[Saved data entries]
**********
Issue #2858, opened 2017-06-05
GATK CNV on WGS.


droazen:
@LeeTL1220 commented on [Mon May 23 2016](https://github.com/broadinstitute/gatk-protected/issues/524)

- [ ] File issues for evaluations (and make sure each evaluation is described, including ground truth).  Make sure that there is a milestone and assignee for each.

Need to show some measure of performance for the WGS evaluation (GATK CNV only.  Not ACNV)

samuelklee:
Reviving this.

[ ] Change HDF5 matrix writing to allow matrices with NxM > MAX_INT.  This can be done by chunking.  This will allow smaller bin sizes.
[ ] Check that CreatePanelOfNormals works correctly on Spark cluster.
[ ] Check that changing CBS alpha parameter reduces hypersegmentation.

samuelklee:
@vruano may also have some insight on the PCOV vs RAW issue.

samuelklee:
FYI @sooheelee I pointed you at the docs recently, but realized they're slightly out of date.  CreatePanelOfNormals currently expects proportional coverage, upon which it initially performs a series of filtering steps.  The docs state that these steps are performed on integer counts, which is incorrect.  The fact that filtering yields different results for the two types of input ultimately results in slightly different denoising.

sooheelee:
I'll keep an eye out for the "integer counts" passage in the docs and change this to reflect our recommendations.

samuelklee:
To be specific, I'm referring to Sec. IIB in https://github.com/broadinstitute/gatk-protected/blob/master/docs/CNVs/CNV-methods.pdf.

samuelklee:
Can someone explain this pseudoinverse business to me?  We calculate standardize the counts to give a matrix C, calculate the SVD to get the left-singular matrix U and the pseudoinverse of C, but then perform *another* SVD on U to get the pseudoinverse of U.  Why do we need these pseudoinverses?  @LeeTL1220 @davidbenjamin?

samuelklee:
The memory footprint used by ReadCountCollectionUtils.parse is extremely large compared to the size of the file.  I suspect there may be memory leaks in TableReader.

Speed is also an issue; pandas is 4x faster (taking ~10s on my desktop) on a 300bp-bin WGS read-count file with ~11.5 million rows if all columns are read, and 10x faster if the Target name field (which is pretty much useless) is ignored.

[...]

PR #3726, opened 2017-10-20
extract sample name from input read groups and create an output read …

cwhelan:
…group for the contig alignments

To do downstream stuff like correlate breakpoints in copy number calls that are in VCF format, and perhaps eventually put a genotype column in our output VCF, it would be helpful to keep track of the sample name. This PR tries to help do that by 1) validating that input read groups contain reads from only one sample, 2) extracting the sample name for future use, and 3) putting a constructed read group in our aligned assemblies output file that contains the sample name, and tagging all of the alignment records in that file with the read group id. 

As part of testing this I added an expected aligned contigs file test to `FindBreakpointEvidenceSparkIntegrationTest`.


samuelklee:
This is something we also want to address in the CNV pipeline soon.  However, we typically need to append sample metadata to TSVs (rather than SAMs) and TableReader/TableWriter currently only allows for comment lines starting with `#`.  Hence, in #2858 we tack on a `#SAMPLE_NAME=...` header, which is quite hacky.  Perhaps we can discuss unifying this sort of thing (along with appending sequence dictionaries when appropriate) across the tools?

cwhelan:
@samuelklee In a perfect world, I think I'd prefer VCF as our interchange format for CNV calls, and there the sample names are nicely baked into the format. I asked @mbabadi about this the other day and he thought that was the direction gCNV would eventually move in. In the case here, we want to infer the sample name from the input BAM file, where it's stored in the RG tags. The aligned assemblies output file I'm talking about here is really a temporary output sort of akin to a HaplotypeCaller bamout, and again there I think it's natural to add a readgroup with the sample name.

samuelklee:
**********
_About this exercise_
Every record listed above needs to be written out again exactly.

_Finished task_
Issue #2858, opened 2017-06-05
GATK CNV on WGS.


droazen:
@LeeTL1220 commented on [Mon May 23 2016](https://github.com/broadinstitute/gatk-protected/issues/524)

- [ ] File issues for evaluations (and make sure each evaluation is described, including ground truth).  Make sure that there is a milestone and assignee for each.

Need to show some measure of performance for the WGS evaluation (GATK CNV only.  Not ACNV)

samuelklee:
Reviving this.

[ ] Change HDF5 matrix writing to allow matrices with NxM > MAX_INT.  This can be done by chunking.  This will allow smaller bin sizes.
[ ] Check that CreatePanelOfNormals works correctly on Spark cluster.
[ ] Check that changing CBS alpha parameter reduces hypersegmentation.

samuelklee:
@vruano may also have some insight on the PCOV vs RAW issue.

samuelklee:
FYI @sooheelee I pointed you at the docs recently, but realized they're slightly out of date.  CreatePanelOfNormals currently expects proportional coverage, upon which it initially performs a series of filtering steps.  The docs state that these steps are performed on integer counts, which is incorrect.  The fact that filtering yields different results for the two types of input ultimately results in slightly different denoising.

sooheelee:
I'll keep an eye out for the "integer counts" passage in the docs and change this to reflect our recommendations.

samuelklee:
To be specific, I'm referring to Sec. IIB in https://github.com/broadinstitute/gatk-protected/blob/master/docs/CNVs/CNV-methods.pdf.

samuelklee:
Can someone explain this pseudoinverse business to me?  We calculate standardize the counts to give a matrix C, calculate the SVD to get the left-singular matrix U and the pseudoinverse of C, but then perform *another* SVD on U to get the pseudoinverse of U.  Why do we need these pseudoinverses?  @LeeTL1220 @davidbenjamin?

samuelklee:
The memory footprint used by ReadCountCollectionUtils.parse is extremely large compared to the size of the file.  I suspect there may be memory leaks in TableReader.

Speed is also an issue; pandas is 4x faster (taking ~10s on my desktop) on a 300bp-bin WGS read-count file with ~11.5 million rows if all columns are read, and 10x faster if the Target name field (which is pretty much useless) is ignored.

[...]

PR #3726, opened 2017-10-20
extract sample name from input read groups and create an output read …

cwhelan:
…group for the contig alignments

To do downstream stuff like correlate breakpoints in copy number calls that are in VCF format, and perhaps eventually put a genotype column in our output VCF, it would be helpful to keep track of the sample name. This PR tries to help do that by 1) validating that input read groups contain reads from only one sample, 2) extracting the sample name for future use, and 3) putting a constructed read group in our aligned assemblies output file that contains the sample name, and tagging all of the alignment records in that file with the read group id. 

As part of testing this I added an expected aligned contigs file test to `FindBreakpointEvidenceSparkIntegrationTest`.


samuelklee:
This is something we also want to address in the CNV pipeline soon.  However, we typically need to append sample metadata to TSVs (rather than SAMs) and TableReader/TableWriter currently only allows for comment lines starting with `#`.  Hence, in #2858 we tack on a `#SAMPLE_NAME=...` header, which is quite hacky.  Perhaps we can discuss unifying this sort of thing (along with appending sequence dictionaries when appropriate) across the tools?

cwhelan:
@samuelklee In a perfect world, I think I'd prefer VCF as our interchange format for CNV calls, and there the sample names are nicely baked into the format. I asked @mbabadi about this the other day and he thought that was the direction gCNV would eventually move in. In the case here, we want to infer the sample name from the input BAM file, where it's stored in the RG tags. The aligned assemblies output file I'm talking about here is really a temporary output sort of akin to a HaplotypeCaller bamout, and again there I think it's natural to add a readgroup with the sample name.

samuelklee:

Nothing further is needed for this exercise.